Beefy Boxes and Bandwidth Generously Provided by pair Networks
Come for the quick hacks, stay for the epiphanies.
 
PerlMonks  

Re^3: First foray into Perl

by Cristoforo (Curate)
on Mar 24, 2014 at 23:05 UTC ( [id://1079607]=note: print w/replies, xml ) Need Help??


in reply to Re^2: First foray into Perl
in thread First foray into Perl

What comes on the line after the last (highest) digit, 10 in your sample. A blank line maybe? Please post more than 1 record showing if anything indicates you've reached the last pos for the record.

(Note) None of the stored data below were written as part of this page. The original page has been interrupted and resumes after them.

PR #122, opened 2017-09-26
Initial Commit for Airavata PGA Dockerfile

hiteshkumardasika:
Created Dockerfile for Airavata PGA Installation
Dockerfile still needs lot of changes. Image can be built and container can be started but still there are some configurations that need to be changed


dev-tools/docker/Dockerfiles/pga_config.php.j2
```diff
@@ -11,88 +11,80 @@ return array(
...
          * Tenant admin's username
          */
-        'admin-username' => '{{ admin_username }}',
+        'admin-username' => 'admin',
 
         /**
          * Tenant admin's password
          */
-        'admin-password' => '{{ admin_password }}',
+        'admin-password' => 'admin',
```
Ameya05: I don't think this file with sensitive content should be checked into repository. Although the passwords seem to be for your local installation, it would be better if u revert it to the {{ variable }} version.

hiteshkumardasika: But these configurations cannot be parameterized as these files directly go into the docker container through Dockerfile. To test the installation, these values are not parameterized.

yasithdev:
Closing this PR as its superseded by commit #9e541b3.

PR #127, opened 2017-10-16
Added Docker files for [AIRAVATA-2093]

jeffreypeter:


dev-tools/docker/apiserver/airavata-server.properties
```diff
@@ -0,0 +1,358 @@
...
+###########################################################################
+
+#This will be the primary monitoring tool which runs in airavata, in future there will be multiple monitoring
+#mechanisms and one would be able to start a monitor
+monitors=org.apache.airavata.gfac.monitor.impl.pull.qstat.QstatMonitor,org.apache.airavata.gfac.monitor.impl.LocalJobMonitor
+
+#These properties will used to enable email base monitoring
+email.based.monitor.host=imap.gmail.com
+email.based.monitor.address=test@scigap.com
+email.based.monitor.password=changeme
```
Ameya05: Should this file be checked in ? It has a bunch of usernames and passwords in it.

jeffreypeter: This file was copied from
https://github.com/jeffreypeter/airavata/blob/develop/modules/configuration/server/src/main/resources/airavata-server.properties

So I think these test usernames and passwords.

PR #133, opened 2017-10-31
Created database related entities, repositories and exposed them using OpenJPA for thrift models to use. Added testc ases for the same too

harsha161992:


smarru:
@harsha161992 i think we can close this PR right? since you now have it in sandbox repo?

PR #134, opened 2017-10-31
Allocation manager notification system 

nikchett:


smarru:
this is now in sandbox

PR #141, opened 2017-11-14
[AIRAVATA-2591]: Add group roles capabilities to Groups

sachinkariyattin:
Currently, the group members do not have fine-grained roles so only the owner can add users to this group.
It will be better to add group-member-roles:
The **owner** who creates the group initially. This ownership should be transferable to a different user. Only owners should be allowed to delete the groups.
**admin** - a user role which will allow to add more users or remove users from the group.
**user** - all users added to the group are by default in this role.

* Create entities for each of the users (Thrift IDL)
* Generate thrift stubs
* Add handler methods (CPI's)

**Changes**
* Added the Admin and Owner models by making changes to the existing thrift files.
* Added the following CPI methods and generated the thrift stubs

Replies are listed 'Best First'.
Re^4: First foray into Perl
by Anonymous Monk on Mar 25, 2014 at 00:04 UTC

    The next line is:

    TF Name Unknown/

    So far I've tried a do-until loop:

    foreach (1..25) { my $command do { STUFF TO EXECUTE } until ($command eq "TF"); }

    Any pointers (in the literary sense) gratefully received! Cheers

      .. bit stuck. Here's what I have so far. Seems close but I can't quite get it right. Please help!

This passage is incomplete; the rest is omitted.